You forget how to dress. Gym shorts when it's hot, sweat pants when it's not. Shower & shave? Maybe. Wear shoes & socks, not slippers? Please don't make me. We won't even mention belts & ties.

Ed Woychowsky
Ed Woychowsky

The Death Rain potato chips are calling me...

Who Am I Really
Who Am I Really

"sometimes you can get more done @ home than when at the office" and after a few times of that happening - it's expected all the time

Justin James
Justin James

Almost all of these have applied to me at one time or another, except #10. My wife stays at home with our son, and she loves to ask me to do things that she could do herself, like get glasses of water. She is my #7, not the neighbors. #3 hits me BAD. I get 3 weeks of time off (vacation + sick time) each year. Last year I used 5 days. This year I used two so far (for the TR event). But the weird thing is, I don't mind it so much because of #4. Never mind the fact that I am so much more productive at home than in the office that the occasional "zoned out day" still doesn't impact my overall productivity. J.Ja

Tony Hopkinson
Tony Hopkinson

I mean it's unhealthy to hold a fart in... Imprisoned in your workplace is a killer though, if you've got the space and facilities for a work room, set it up, use it and then exit to rest of the house.

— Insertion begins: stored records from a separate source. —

PR #63, opened 2016-10-13
docs(readme): Fix links on the table of content

antoinerey:
Fix the `theming.md` link

Also, the `shared-component-libraries.md` file does not exist. Do you still want to keep the link ?


mxstbr:
Ah we need to remove that. Would you mind submitting another PR removing the styling library link? Thanks very much!

antoinerey:
The other PR has just been submitted ;)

I haven't, six months of working from home and I was in rubber room territory.

NexS
NexS

Sure, you have the Iron Will of a Tibetan Monk, but sometimes that just isn't enough to keep you on the computer and away from the guitar...(this would particularly be my downfall)

TheProfessorDan
TheProfessorDan

I am in support so I have never had the priviledge of working from home but I am sure that there has to be some really great things about working from home.